Diese Programme spiegeln auf der einen Seite zwar deutlich unsere Prioritäten wieder und zeigen eine klare Linie auf – sie sind aber natürlich nicht die einzigen Investitionen, die wir tätig: Wir haben einen Wohnungsneubaufonds von 320 Millionen aufgelegt, investieren in das neue Berliner Stadtwerk sowie den Zukunftsstandort Tegel und und und…

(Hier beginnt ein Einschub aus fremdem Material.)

PR #373, opened 2016-04-22
Rely on unload for shutdown of kernels.

rgbkrk:
Fixes #245.

We'll want to move out the kernel cleanup function to somewhere within `notebook/api` (which still seems like a misnomer) or a separate library.

### DIFF
--- a/.travis.yml
+++ b/.travis.yml
@@ -26,6 +26,8 @@ cache:
 
 before_install:
   - source travis_before_install
+  - pip install jupyter_console --user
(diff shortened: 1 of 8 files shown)


rgbkrk:
Nice. I've been stopped from patching for not testing. :smile: I'll be on this again later tonight.

rgbkrk:
This is all set now, complete with tests! Ok, slightly tested.

jdfreder:
Wahoo!!!

PR #377, opened 2016-04-23
Keep the kernel fields together.

rgbkrk:
This puts the kernel fields together so the call is symmetric (and so I don't use the wrong args).


rgbkrk:
We definitely need a test kernel... I'm in a bit of a predicament because Travis has a Python2 kernel whereas locally others might have a Python3 kernel.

Darüber hinaus gibt es auch noch die ganz regulären Investitionsmittel des Landes und der Bezirke. Ich kann hier an dieser Stelle nicht alle aufzählen, möchte aber ein paar Beispiele aus dem Bezirk Pankow für die Finanzplanung 2015-2019 nennen: So erhalten hier beispielsweise zahlreiche Schulen einen Ergänzungsneubau, um die wachsende Zahl an Kindern im Bezirk aufnehmen zu können. Andere erhalten neue, dringend benötigte Turnhallen. Insgesamt sind dies in den Jahren 2015-2019 alleine in Pankow im Einzelplan Schul- und Sportamt über 125 Millionen Euro. Für Investitionen in Straßen und Grünflächen wird der Bezirk in diesem Zeitraum über 21 Millionen zur Verfügung stellen usw.

Es sollte deutlich geworden sein: Die Zeiten, in denen die Stadt nur von ihrer Substanz gelebt hat, sind endgültig vorbei. Die wachsende Stadt wird uns allerdings noch viele Hausaufgaben stellen, ausruhe können wir uns nicht.